> **Exercise details**: When you return the entries, keep every word and mark exactly as it is.

> **Records for this task**:
PR #1498, opened 2023-07-04
[core]the creation_time of FilesTable should be local date time

zhangjun0x01:
### Purpose

now，for the `creation_time` of `FilesTable` ，when writing, it is local time ,but we read it as UTC time, we should read it as local time.

the snapshots create time is correct.

### DIFF
--- a/paimon-core/src/main/java/org/apache/paimon/io/DataFileMeta.java
+++ b/paimon-core/src/main/java/org/apache/paimon/io/DataFileMeta.java
@@ -30,6 +30,7 @@ import org.apache.paimon.types.DataTypes;
 import org.apache.paimon.types.IntType;
 import org.apache.paimon.types.RowType;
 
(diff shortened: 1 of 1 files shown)


JingsongLi (commented):
The correct fixing should in `DataFileMeta`.
```
Timestamp.fromEpochMillis(System.currentTimeMillis())
```
Should be 
```
Timestamp.fromLocalDateTime(LocalDateTime.now())
```

zhangjun0x01:
> The correct fixing should in `DataFileMeta`.
> 
> ```
> Timestamp.fromEpochMillis(System.currentTimeMillis())
> ```
> 
> Should be
> 
> ```
> Timestamp.fromLocalDateTime(LocalDateTime.now())
> ```

I updated it follow your suggestion.

JingsongLi (approved):
+1

PR #1499, opened 2023-07-05
[core] Stats mode should not work for partition stats

JingsongLi:
### Purpose

Partition stats should always contains all stats.


leaves12138:
+1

> **Answer area**:
PR #1498, opened 2023-07-04
[core]the creation_time of FilesTable should be local date time

zhangjun0x01:
### Purpose

now，for the `creation_time` of `FilesTable` ，when writing, it is local time ,but we read it as UTC time, we should read it as local time.

the snapshots create time is correct.

### DIFF
--- a/paimon-core/src/main/java/org/apache/paimon/io/DataFileMeta.java
+++ b/paimon-core/src/main/java/org/apache/paimon/io/DataFileMeta.java
@@ -30,6 +30,7 @@ import org.apache.paimon.types.DataTypes;
 import org.apache.paimon.types.IntType;
 import org.apache.paimon.types.RowType;
 
(diff shortened: 1 of 1 files shown)


JingsongLi (commented):
The correct fixing should in `DataFileMeta`.
```
Timestamp.fromEpochMillis(System.currentTimeMillis())
```
Should be 
```
Timestamp.fromLocalDateTime(LocalDateTime.now())
```

zhangjun0x01:
> The correct fixing should in `DataFileMeta`.
> 
> ```
> Timestamp.fromEpochMillis(System.currentTimeMillis())
> ```
> 
> Should be
> 
> ```
> Timestamp.fromLocalDateTime(LocalDateTime.now())
> ```

I updated it follow your suggestion.

JingsongLi (approved):
+1

PR #1499, opened 2023-07-05
[core] Stats mode should not work for partition stats

JingsongLi:
### Purpose

Partition stats should always contains all stats.


leaves12138:
+1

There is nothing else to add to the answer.